When Harriet Merriam came to the house—the other girls thought this was funny and tormented her with it—she would open the door a crack, peering down the long dark hall inside to see if the grandmother’s door were open. If the door were open that meant that Lotus was abroad, and Harriet would wait outside. “I don’t want him to snap at me,” she said reasonably.
“If he snapped at me I’d kick him in the head and kill him,” Hallie said wisely. “That’s how you kill dogs anyway, kick them in the head.”
“You just kick my grandmother’s dog,” Helen said. She laughed. “My grandmother would bite you.”
In Helen’s room at the back of the house were old fashion magazines and pictures of movie stars and collections of lace and ribbons the girls used to dress up in; Helen’s mother worked in the city, and she bought Helen neat young girl’s clothes which He
len decorated with bows or lace collars or five-and-ten jewelry and wore to school. Sometimes the girls at Helen’s house would go into the dark front room where Helen’s mother sat alone in the evenings, and play records on the phonograph and dance together. Once or twice they brought George Martin in to dance with them, although he was clumsy and had to be bribed with penny candy before he would stand up patiently for a minute or two and walk around the floor holding one of the girls.
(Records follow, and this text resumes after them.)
PR #273, opened 2023-10-04
[yugabyte/yugabyte-db#19394] Snapshot should be resumed from `snapshot_key`

vaibhav-yb:
## Problem

The PR https://github.com/yugabyte/debezium-connector-yugabytedb/pull/272 has introduced one regression in the connector with regard to the snapshot resume capability. This was discovered when one of the connector unit tests started failing i.e. `YugabyteDBSnapshotResumeTest`

Logic before this diff:

1. Get the checkpoint on a tablet using `GetCheckpoint` RPC
2. If a `snapshot_key` is present, then take the snapshot
3. Start snapshot process from `YugabyteDBOffsetContext#snapshotStartLsn`

Now, in step 3 above, we are assigning a `from_op_id` which indicates to take snapshot from the beginning regardless of whether the `GetCheckpoint` returns a checkpoint to resume.

## Solution

This diff modifies the `YugabyteDBSnapshotChangeEventSource` and uses the `GetCheckpointResponse` to evaluate what is the checkpoint we should be using as `from_op_id` while making the first `GetChanges` call for snapshot.

Note that a method `getSnapshotStartLsn(GetCheckpointResponse)` is introduced which is only called when we have successfully evaluated that we need to take a snapshot. The method uses the following logic:

1. If the term/index is valid and non-zero then we should directly use the checkpoint from the `GetCheckpointResponse`
    a. We are saying non-zero here because if the connector crashes just after setting the checkpoint to mark the stream as active and then restarts, we would get a checkpoint with `0.0` value which again indicates that we need to start the snapshot from the beginning
2. In any other case, we know we have to start from the beginning so we start from `YugabyteDBOffsetContext#snapshotStartLsn`

### Service diff

https://phorge.dev.yugabyte.com/D29060

### Test plan

```
mvn clean test -Dtest=YugabyteDBSnapshotResumeTest#verifySnapshotIsResumedFromKey
```

This PR closes yugabyte/yugabyte-db#19394

### DIFF
--- a/src/main/java/io/debezium/connector/yugabytedb/YugabyteDBConsistentStreamingSource.java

“When I go live with my father,” Helen said frequently, “I’ve got to know how to dance and how to dress pretty, because my father is going to take me out a lot and we’re going to travel and everything.”
“Where is your father?” someone, probably Harriet, would ask, and perhaps Virginia Donald would add respectfully, “You’re terribly lucky.”
“My father goes everywhere,” Helen said. “Maybe Paris, or New York. Paris is where they have men who kiss your hands.” She giggled, and it made the other girls giggle too. With a lace shawl over her head, Helen stood up and curtseyed, holding out her hand. “Why, Mr. Paris,” she said in a high voice, “you mean you want to kiss my hand?”
Hallie stood in back of her, shouting, “Why, Mr. Johnny Desmond, you mean you want to kiss my hand?”
And Helen said seriously, “Boy, I’m not going to stay here much longer. I’m going to find my father pretty soon now.”
The Williams family was moving soon; Mrs. Williams had mentioned to Miss Fielding, who was the only person outdoors in the very early morning when Mrs. Williams left to catch her bus to the city, that it was too hard to try to get back and forth every day, and she wanted to put the girls into a city school. Miss Fielding told Mrs. Desmond, who said timidly that perhaps it was just as well. Little Mildred Williams, Mrs. Desmond said, was entirely too sweet and kind to be away from her mother all the time, and Mrs. Desmond added, with a stronger note to her voice, that perhaps the grandmother (out of respect for Miss Fielding’s age Mrs. Desmond did not say “that almost bedridden old lady,” as she did later to Mr. Desmond) was not quite—Mrs. Desmond lifted her hand gently—not quite the person to deal with dear little Helen.